MENUJU PERISTIRAHATAN TERAKHIR
Sambutan dari paman ku saat acara takziah |
"Ayah... sudah tiada, sekarang kewajiban kita untuk melaksanakan pengurusan segalanya sebagia muslim" jelas pamanku
"Apakah ayah meninggalkan wasiat ataupun pesan khusus ?"tanya paman ku
"Tidak ada mang (mang singkatan dari mamang dalam bahasa Palembang = Paman)" jawabku yang di iyakan oleh ibu dan adik-adiku
"Jadi ayah mau di kubur jam berapa ?"tanya paman ku lagi
"Mamang di Bogor lagi di jalan, Bibi dari lahat juga sudah di jalan begitu juga mamang yang dari Linggau, atau dusun ..menurut kami biar tidak lama menunggu bagai mana jika sehabis bada zuhur ?" jelasku ke pamannku
"Tidak masalah kalau begitu, berarti pukul 9:30 nanti kita mandikan dan kafankan dan sebelum zuhur kita bawa kemasjid untuk di sholatkan" terang pamanku.
"Nanti yang jadi imanya sholat jenazah ya" kata pamanku sambil menepuk bahuku
"Iya mang" jawabku
Aku yang beradu pandang dengan adiku laki-lakiku yang hanya tersenyum, teringat pagi tadi saat bertemu beliau;
"kapan datang dek ?" tanyaku
"Barusan kak.... habis dari Telaga Swidak ( TPU di dekat rumah) pesan makam untuk ayah" jawab adekku
"Jadi berangkat naik pesawat apa pagi tadi ?" tanyaku lagi
"Tidak kak... saat kakak telpon adek sudah ada di Palembang baru sampe semalam, 2 hari dapat firasat tidak enak "jawabnya
"Kirain masih di Dumai" jawabku merasa bodoh
Di masjid tempat ayah di sholatkan |
Tenda sudah di pesan, begitu juga pemakaman, perlengkapan untuk kain kafan pun sudah ada, bilal sendiri merupakan pengurus dari persatuan amal kematian yang salah satu pendirinya adalah ayah. Tepat pukul 9:30 kamipun memandikan ayah paman, aku, adiku, keponakan dan kakak iparku menjadi bagian yang memandikan jenazah, badan ayah begitu bersih, tidak ada kotoran yang mengalir, mungkin karena makanan yang di makan sudah tidak banyak lagi, banyak keharuan di sini adek azam dan sepupunya hafiz menangis terisak-isak melihat nenek anang nya di mandikan, begitu juga yang lain saat menyiram kan air untuk terakhir kali di badan nenek.

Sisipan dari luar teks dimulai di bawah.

PR #15678, opened 2026-09-21
fix(@wdio/utils): share a driver install between concurrent setups

### LINKED ISSUE #15676: [🐛 Bug]: concurrent workers racing on a shared cacheDir fail chromedriver setup
### What happened?

With several workers starting at once and sharing one `cacheDir`, chromedriver setup fails on a cold cache:

```
Error: Failed downloading chromedriver v152.0.7977.82 using
  {"cacheDir":"/tmp","buildId":"152.0.7977.82","platform":"linux",
   "browser":"chromedriver","unpack":true}:
  The browser folder (/tmp/chromedriver/linux-152.0.7977.82) exists but the executable
  (/tmp/chromedriver/linux-152.0.7977.82/chromedriver-linux64/chromedriver) is missing
    at async setupChromedriver (packages/wdio-utils/build/node.js:262:7)
    at async Promise.all (index 3)
    at async Launcher.run (packages/wdio-cli/build/index.js:888:7)
```

The message appears **twice** per run — once for the first attempt and once after `_install`'s retry — so the cleanup-and-retry path added in #15608 does not recover it.

`setupChromedriver` checks `fsp.access(executablePath)` and installs when it is missing. With N workers that check races: each sees no executable, each calls `install()` into the same folder, and whichever arrives second finds a directory that exists but is not finished being extracted. `_install`'s retry then removes that directory — which, if a sibling worker is still extracting into it, can take the other worker's install down as well. I have not instrumented the deletion race, so that last step is a hypothesis; the double failure message is measured.

### Where it shows up

This repository's own `E2E Tests / E2E Launch Test` job on `ubuntu-latest`, with `Execution of 4 workers`. Observed on three consecutive pull requests — #15672, #15674 and #15675 — and in each run the `macos-15` and `windows-latest` entries of the same matrix passed, which is what makes it look like a race rather than a broken download:

```
E2E Launch Test (ubuntu-latest)  -> failure
E2E Launch Test (macos-15)       -> success
E2E Launch Test (windows-latest) -> success
```

It reads as a red check on unrelated pull requests, so it costs review time as well as CI time.

Concurrent workers on a cold shared cache should end up with one chromedriver install and no failures — for example by serialising the install per `cacheDir`/`buildId` (a lock or an in-process promise cache), extracting to a temporary directory and renaming it into place, or treating "folder exists but executable missing" as "another install is in flight" and waiting rather than deleting.

### How to reproduce the bug.

1. Empty the cache directory (`rm -rf /tmp/chromedriver`).
2. Run a WDIO suite with `maxInstances` > 1 and several spec files, so more than one worker starts before any install finishes.
3. On a cold cache the second worker onwards can hit the error above.

It is timing dependent — the same job passes on other runners in the same run.

### Relevant log output

See the quoted error above; the same line appears twice, before and after the retry.

### Code of Conduct

PloneMraz:
### Proposed changes

Fixes #15676.

**The cause.** `SUPPORTED_BROWSERNAMES.chrome` is `['chrome', 'googlechrome', 'chromium', 'chromium-browser']`, so `isChrome()` is true for both `chrome` and `chromium`. `mapCapabilities` groups the setup work by **browser name**, which keeps them apart, and both then call `setupChromedriver(cacheDir, undefined)` at the same time. The two installs race on one cache directory and the loser sees a folder that exists but has no executable in it yet.

This repository's own `wdio.local.conf.ts` has exactly that shape — `chrome`, `firefox`, `edge`, `chromium` — and `chromium` is capability index 3, which is what the failing stack trace pointed at:

```
at async setupChromedriver (packages/wdio-utils/build/node.js:262:7)
at async Promise.all (index 3)
at async Launcher.run (packages/wdio-cli/build/index.js:888:7)
```

`_install`'s retry does not recover it: the same message appears twice per run, once for the attempt and once for the retry, because the other install is still in flight.

**The fix.** Concurrent setups of the same driver, cache directory and version share the install that is already running. The map entry is dropped once the promise settles, so a later call can still retry a failed download, and after a successful one the executable is simply found in the cache.

Applied to geckodriver and edgedriver too, since the same grouping holds for them — `edge`, `microsoftedge` and `msedge` are one family, as are the Firefox spellings.

### Verification

- `npx vitest run packages/wdio-utils` — 369 passed, no type errors.
- Two new tests: two concurrent `setupChromedriver` calls for the same cache directory install once, and two calls for *different* cache directories still install twice.
- Mutation check: dropping the in-flight lookup makes the first test fail with `expected "spy" to be called 1 times, but got 2 times`, and leaves the second green.
- `npx eslint` on both changed files — clean.

Two notes on the wider suite, both unrelated and both reproduced on an unmodified `main` here: `wdio-lighthouse-service` fails to import `lighthouse/lighthouse-core/...` because my local `node_modules` had Lighthouse 13 from another branch, and `wdio-browser-runner`'s `mockHoisting` snapshot mismatches on a Windows drive prefix.

### Types of changes

### Checklist


PloneMraz:
Both findings were right — fixed in `7418066`.

**Equivalent versions bypass sharing.** Correct: the key used the raw `driverVersion` while `installChromedriver` resolved it afterwards, so `undefined` and `'stable'` got different keys for the same download. `setupChromedriver` now resolves the platform and build id first and keys on those:

```ts
const version = driverVersion || getBuildIdByChromePath(await locateChromeSafely()) || ChromeReleaseChannel.STABLE
const buildId = await resolveBuildId(Browser.CHROMEDRIVER, platform, version)

return shareDriverSetup(
    `chromedriver:${cacheDir}:${platform}:${buildId}`,
    () => installChromedriver(cacheDir, platform, version, buildId)
)
```

Resolving reads no state and writes nothing, so doing it once per caller before the sharing point costs nothing.

**Failure eviction remains untested.** Also correct — the PR text claimed retryability that nothing checked. There is now a test where the shared install rejects and a later call starts a fresh one.

Two new tests, and each mutation lands on the one that covers it:

| mutation | red test |
| --- | --- |
| key by the raw version again | *shares one install between version requests that resolve to the same build* |
| keep the promise in the map after it settles | *lets a later call retry after a shared install failed* (and the sharing test, since the map then leaks across cases) |

`npx vitest run packages/wdio-utils` — 371 passed, no type errors; `npx eslint` on both files is clean.

I left geckodriver and edgedriver keyed on the raw version. They delegate resolution to the `geckodriver` and `edgedriver` packages, so there is no resolved build id to key on without duplicating their logic here, and the family-name collision that motivated this (`edge` / `microsoftedge` / `msedge`) produces the same raw version anyway. Say the word if you would rather they were normalised too.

Saat jenazah di bawa kedalam dan di kafankan terlihat adek azam terus terisak di depan pintu masuk sambil bersandar di kusen melihat kursi yang biasa di duduki oleh nenek anang sambil memakan es krim yang biasanya kami beli saat bertandang ke sana, ku sambut tangan beliau dan ku dudukan dekat jenazah.
Adik-adik kandung ayah |
Adik-adik ayah baik dari Kota Bogor, Lahat, Linggau dan Tebing tinggi sudah hadir semua, isak tangis pecah kembali terutama pada saat paman yang dari Bogor melihat jenazah ayah, kupandu untuk membaca surah yasin sebelum jenazah ayah akan di bawa ke masjid untuk di sholatkan untuk terakhir kali.

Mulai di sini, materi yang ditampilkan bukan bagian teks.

PR #15680, opened 2026-09-21
breaking(webdriverio): remove deprecated throttle and touchAction commands

devangpratap:
## Proposed changes

Part of #15654. Removes two of the four deprecated commands on the v10 line: `browser.throttle` and `browser.touchAction` / `element.touchAction`.

- `throttle` was a thin alias that warned and called `throttleNetwork`. Deleted the command and its export.
- `touchAction` is deleted from both scopes, along with its helpers in `commands/constant.ts` (`formatArgs`, `validateParameters`, the action lists) and the public `TouchAction`, `TouchActions`, `TouchActionParameter` and `ActionTypes` types. The raw `touchPerform` / `multiTouchPerform` protocol commands are not touched.
- `examples/appium/appium-draws-its-logo.js` drew the logo with `touchAction`. It now uses touch pointer chains through `browser.action` / `browser.actions`. The old example used `moveTo` as relative offsets, so the helpers now return the absolute points those offsets added up to, and the strokes that used to go through `multiTouchPerform` (several arcs at once) run as parallel pointer chains, one per finger. Also swapped the old `driver.click(selector)` call in the same file for `$(selector).click()`.
- Dropped the `touchAction` block from `tests/typings/webdriverio/async.ts` and replaced the `touchAction` example in CONTRIBUTING's "Testing Type Definitions" section with the `dragAndDrop` one. The old example also pointed at `tests/typings/sync/sync.ts`, which no longer exists.

Not in this PR, so the issue should stay open:
- `executeAsync`: `isStable` and `scrollIntoView` still call it internally, so it needs its own PR that rewrites those paths to `execute` first.
- `switchToFrame` public docs/typings.
- Codemod transforms and the migration guide sections (#15664).

Happy to take `executeAsync` next.

Side note: I tried adding `@ts-expect-error` checks for the removed commands to the typings tests, but they don't fire. `expect-webdriverio@6.0.9` pulls in the published `webdriverio@9.31.2`, whose global `WebdriverIO.Browser` augmentation still declares `touchAction` and `throttle`, so the typings tests see both declarations until that dependency moves to v10.

## How you tested

- `npx vitest run packages/webdriverio/tests`: 184 files, 1325 passed, 1 skipped.
- `pnpm run test:typings:webdriverio`, plus the `webdriver`, `mocha`, `jasmine` and `cucumber` typings suites: all pass.
- `npx oxlint` on the touched paths: clean.
- After `pnpm run setup`, the built `webdriverio` package has no `touchAction` or `throttle` command, export or type left.

- [x] Unit tests for the touched package(s)
- [x] Type definition tests (if the public API / command types changed)
- [ ] Smoke or e2e (only if the testrunner, launcher, or a real browser path changed)

## Types of changes

## Checklist

- [ ] I have added the necessary documentation (if appropriate). Migration docs are tracked in #15664.

## Backport Request

- [x] This change is solely for `v10` and doesn't need to be back-ported


christian-bromann (approved):
👍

Doa yang terlantun juga tidak mengurungkan rinai air mata yang jauth ke pipi, adik perempuanku sempat di tegur karena beliau menangis dengan keras mungkin wajar karena beliaulah yang paling intens dan paling dekat dengan ayah, yang paling mengajak ayah bermain, setiap pulang mengajar beliau pasti membawakan makanan bagi ayah sehingga ini menjadi pukulan besar bagi adik ku ini.
Sebelum zuhur keranda ayah sudah di berangkat kan ke masjid Al-Mukminin, di mana dimasjid ini beliau pernah menjadi pengurus sebelum beliau sakit, derai air mata masih mengiringi kepergian ayah, aku harus berjalan tegar karena kedapan masih banyak yang harus di jalani, saat ini yang terpenting adalah menyolatkan dan mengantarkan ayah ke peristirahatannya yang terakhir.